If a line comes after the one containing "Simple Crashlytics Service", leave it out; copy every line before it, and that line too, exactly as written, starting from the first line of the entries.

#### Provided data ####

PR #500, opened 2022-10-12
Fix/map panel

AW-tum:
Main fixes
- map panel now draggable all the way to the bottom
- increased drag area
- cafeteria annotations reappearing after actuating picker


14slash12 (approved):
LGTM! 😊

PR #522, opened 2023-01-28
Simple Crashlytics Service

Antonwy:
Instead of:
```swift
#if !DEBUG
            Crashlytics.crashlytics().record(error: error)
#endif
```

You can now write just:
```swift
CrashlyticsService.log(error)
```

### DIFF
--- a/Campus-iOS/Crashlytics/CrashlyticsService.swift
+++ b/Campus-iOS/Crashlytics/CrashlyticsService.swift
@@ -1,0 +1,25 @@
+//
+//  CrashlyticsService.swift
+//  Campus-iOS
+//
+//  Created by Anton Wyrowski on 28.01.23.
+//
+
+import Foundation
+import FirebaseCrashlytics
+
+class CrashlyticsService {
+    static private let crashlytics = Crashlytics.crashlytics()
+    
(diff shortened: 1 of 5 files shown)


philippzagar (approved):
LGTM! Thanks!

Campus-iOS/Crashlytics/CrashlyticsService.swift
```diff
@@ -0,0 +1,25 @@
...
+//  CrashlyticsService.swift
+//  Campus-iOS
+//
+//  Created by Anton Wyrowski on 28.01.23.
+//
+
+import Foundation
+import FirebaseCrashlytics
+
+class CrashlyticsService {
```
philippzagar, line 11: One minor thing: One could also put the call to the config method from Crashlytics into this service

Antonwy: I thought of this too, but the config call is `FirebaseApp.configure()`. 
So the call is not only for crashlytics, but also for all other services of firebase and therefore perhaps wrong in the crashlytics service.

philippzagar: Seems reasonable 👍

Issue #524, opened 2023-03-08
Add SiriKit shortcuts donations for suggestions


ge65cer:
- Donate shortcuts when user performs action in the app (e.g., looks up food for specific mensa)
- Add deep links to specific actions
- Used for example to suggest widgets in Smart Stack feature 
- Allows Siri to suggest common actions (e.g., at noon recommend mensa plan)

https://developer.apple.com/videos/play/wwdc2022/10032/

<img width="500" title="Example" src="https://media.idownloadblog.com/wp-content/uploads/2022/06/Siri-Suggestions-widget-iPhone.jpg" />

PR #526, opened 2023-03-09
Add app intents

ge65cer:
### Issue

https://developer.apple.com/documentation/appintents

This fixes the following issue(s): #524


ge65cer:
Closed due to missing reviews.

PR #538, opened 2023-04-04
Fix Swift 5.8 compile errors

ge65cer:
### Issue

Xcode 14.3 shipped with Swift 5.8, which resulted in breaking changes in our codebase.
`Initializer for conditional binding must have Optional type`

See also: https://github.com/apple/swift/issues/63808
More info: https://forums.swift.org/t/improved-result-builder-implementation-in-swift-5-8/63192


philippzagar (approved):
LGTM! Thanks for the quick fix, i already got notified yesterday by someone else regarding this issue :)

Issue #553, opened 2023-10-16
Empty state for grades view


mohanadkandil:
**Describe the bug**
There's an empty view for students without grades (1st semester)

**To Reproduce**
1. Go to Grades view on any platform
2. Empty white/black page

<p align="center"> 
  <img src="https://github.com/TUM-Dev/Campus-Flutter/assets/18647990/b8dfda1f-9562-40e3-b5ce-8ce381d8ac8a" alt="grades view state" width="200" />
</p>

**Expected behavior**
A clear SVG/Diagram like the one in Calendar state that "No grades until now"

<p align="center">
  <img src="https://github.com/TUM-Dev/Campus-Flutter/assets/18647990/376e0897-1eed-4795-bb9d-1e8c4fed4fd7" alt="calendar empty state" width="200" align="center" />
</p>

jakobkoerber:
Hey, you seem to be in the wrong repository :D therefore I transfered the issue to Campus-iOS.

Could you try to install the beta via [TestFlight](https://testflight.apple.com/join/4Ddi6f2f) and test if the issue still persists? If so, please create a fork for your bugfix. We can later merge that into the repo.

mohanadkandil:
@jakobkoerber thanks for letting me know. I am testing it now. Could you please send an invitation code for TestFlight ?

jakobkoerber:
The code is provided via the link

mohanadkandil:
Yeah it's an empty white/black background

<img src="https://github.com/TUM-Dev/Campus-iOS/assets/18647990/3e9afdc2-af8f-4542-8b0c-5caf3c8267ad" alt="ios-grades-view" width="300" />

jakobkoerber:
Interesting, are you logged in? If you want to you can create a fork with the fix. Thanks for letting us know!

mohanadkandil:
I'll start working on it. 
Can I use the same SVG for the calendar, custom one,  or what do you recommend for the grades view ?

jakobkoerber:
please use the same

jakobkoerber:
> **Expected behavior** A clear SVG/Diagram like the one in Calendar state that "No grades until now"
> 
> <img alt="calendar empty state" width="200" src="https://user-images.githubusercontent.com/18647990/275624329-376e0897-1eed-4795-bb9d-1e8c4fed4fd7.PNG">

[...]

PR #555, opened 2023-10-17
Fix empty state for grades view

mohanadkandil:
### Issue
Add an empty state for the grades view. 

Simple solution:
Just check that the grades is <= 0 and then show the Failed screen with "No grades yet!" (as an error message)

#553 

### Screenshots
grades empty state


jakobkoerber:
Thanks for contributing! Two requests from my side:
- could you maybe add this to all tab views? this would help to add some consistency
- I don't think that the FailedView is applicable here, it hasn't failed, the user just does not have any grades... maybe we should add a simple centered text saying something like "You seem to not have any grades yet!" or similar

jakobkoerber (changes requested):
Thanks for contributing! Two requests from my side:

- could you maybe add this to all tab views? this would help to add some consistency
- I don't think that the FailedView is applicable here, it hasn't failed, the user just does not have any grades... maybe we should add a simple centered text saying something like "You seem to not have any grades yet!" or similar

mohanadkandil:
I just added a text here but seems the top bar is collapsed 

Screenshot 2023-10-20 at 1 05 13 AM

mohanadkandil:
> * d help to add some con



> Thanks for contributing! Two requests from my side:
> 
> * could you maybe add this to all tab views? this would help to add some consistency
> * I don't think that the FailedView is applicable here, it hasn't failed, the user just does not have any grades... maybe we should add a simple centered text saying something like "You seem to not have any grades yet!" or similar

For the 1st point.
Do you mean to add the same logic of handling the grades (if it's <= 0) in all views ? 
if yes so what view like places (grades are not handled there afaik)

jakobkoerber:
> For the 1st point. Do you mean to add the same logic of handling the grades (if it's <= 0) in all views ? if yes so what view like places (grades are not handled there afaik)

No, I think that it would be also useful to handle this behaviour with lectures

mohanadkandil:
I just added a view for the empty grades (it's the best way to avoid collapsed menus), I might work on separate PR for refactoring it.

mohanadkandil:
> > For the 1st point. Do you mean to add the same logic of handling the grades (if it's <= 0) in all views ? if yes so what view like places (grades are not handled there afaik)
> 
> No, I think that it would be also useful to handle this behaviour with lectures

But the lecture view doesn't have anything related to grades, soi why we are trying to handle this case in it ?

jakobkoerber:
> But the lecture view doesn't have anything related to grades, soi why we are trying to handle this case in it ?

The lecture view can have no lectures, therefore we should handle that similarly to the grades view.

Campus-iOS/GradesComponent/Screen/GradesScreen.swift
```diff
@@ -26,63 +26,73 @@ struct GradesScreen: View {
...
-            switch vm.state {
-            case .success(_):
-                VStack {
-                    GradesView(
-                        vm: self.vm
-                    )
-                    .padding(.top, 30)
-                    .refreshable {
-                        await vm.reloadGradesAndAverageGrades(forcedRefresh: true)
+        if (vm.grades.count > 0) {
```
jakobkoerber, line 29: please remove that if else clause - applying this before data is fetched, makes no sense

Campus-iOS/GradesComponent/Screen/GradesScreen.swift
```diff
@@ -26,63 +26,73 @@ struct GradesScreen: View {
...
+                    if case let .failed(error) = detail {
+                        if let apiError = error as? TUMOnlineAPIError {
+                            Text(apiError.errorDescription ?? "TUMOnlineAPI Error")
+                        } else {
+                            Text(error.localizedDescription)
+                        }
                     }
                 }
-            }
+        } else {
```
jakobkoerber, line 92: please remove that if else clause - applying this before data is fetched, makes no sense

Campus-iOS/Base/Views/EmptyGradesView.swift
```diff
@@ -0,0 +1,33 @@
...
+//
+
+
+import SwiftUI
+
+struct EmptyGradesView: View {
+    var body: some View {
+        GeometryReader { geo in
+            ZStack {
+                Image(decorative: "Error-logo-transparent")
```
jakobkoerber, line 15: It's questionable for me if the error image is applicable here, since it's not an error

Campus-iOS/Base/Views/EmptyGradesView.swift
```diff
@@ -0,0 +1,33 @@
...
+                    .resizable()
+                    .aspectRatio(contentMode: .fit)
+                    .offset(y: -geo.size.height*0.1)
+                
+                VStack (alignment: .center, spacing: 12) {
+                    Text("You seem to not have any grades yet!")
```
jakobkoerber, line 21: please localise this string

Campus-iOS/Base/Views/EmptyGradesView.swift
```diff
@@ -0,0 +1,33 @@
...
+//  TestView.swift
+//  Campus-iOS
+//
+//  Created by Mohanned Kandil on 23.10.2023.
+//
+
+
+import SwiftUI
+
+struct EmptyGradesView: View {
```
jakobkoerber, line 11: we should make it reusable for empty lectures

Campus-iOS/GradesComponent/Screen/GradesScreen.swift
mohanadkandil: it's already in the `success` case, cause the incoming data in the empty case is `[]`, which is considered ti the success case. That's whyI handled the main logic in success

jakobkoerber: please remove it at line 29 and 92

jakobkoerber:
the behaviour now is:
|Empty Lectures|Empty Grades|
|-|-|
Simulator Screenshot - iPhone 15 Pro - 2023-10-23 at 17 56 52 | Simulator Screenshot - iPhone 15 Pro - 2023-10-23 at 17 56 48

jakobkoerber (approved):

PR #207, opened 2024-12-16
[MNK] few fixes

Kagekazu:
- Add Formless Fist to AoE
- Add better Meditation usage for ST and AoE
- Fix Formless Fist bug when not in combat but in PB
- General cleanup

requires merge #201


zbee (approved):
The logic changes look sound, as do the meditation changes.

PR #217, opened 2024-12-20
[Docs] Contributing Guide

zbee:
Adds a basic contributing guide I can expand upon more as I go.
Primarily, this is the sort of information I wish I had when I began contributing, and that will be the general guiding force for what `/docs` I add.

- [X] Adds a contributing guide, with the templating information that was previously kept in the private resources gist.
  - [X] Includes basic snippets of documentation about the main bits of the code.
  - [X] Includes all designed templates for jobs.
  - [X] Will be linked to when creating a PR (probably for non team members?)
  - [X] Establishes somewhere to link to all guides from, which would be under `/docs`
  - [X] Acts as a quick-linkable resource for any contribution questions (especially because of the above)


Kagekazu (approved):
looks good

CONTRIBUTING.md
```diff
@@ -0,0 +1,71 @@
...
+- Advanced Mode - AoE
+- `<combo name>` Feature
+  - `<option name>` Option
+
+### [Healers] Healing Feature Naming Template
+- Simple Heals - Single Target
+- Simple Heals - AoE
+
+### [Tanks] Mitigations Option template:
+> NOTE: the Mitigation option must be called "Mitigation Options" in order to get highlighted.
```
Taurenkey, line 36: This can be removed now

PR #218, opened 2024-12-20
[BRD] Fixes and Tweak

edewen:
- Fixed one sided conflict for Heavy shot to straight shot feature

- Reordered the CCP for bard now that Kages removal of number system is done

####

• [Written solution]:
PR #500, opened 2022-10-12
Fix/map panel

AW-tum:
Main fixes
- map panel now draggable all the way to the bottom
- increased drag area
- cafeteria annotations reappearing after actuating picker


14slash12 (approved):
LGTM! 😊

PR #522, opened 2023-01-28
Simple Crashlytics Service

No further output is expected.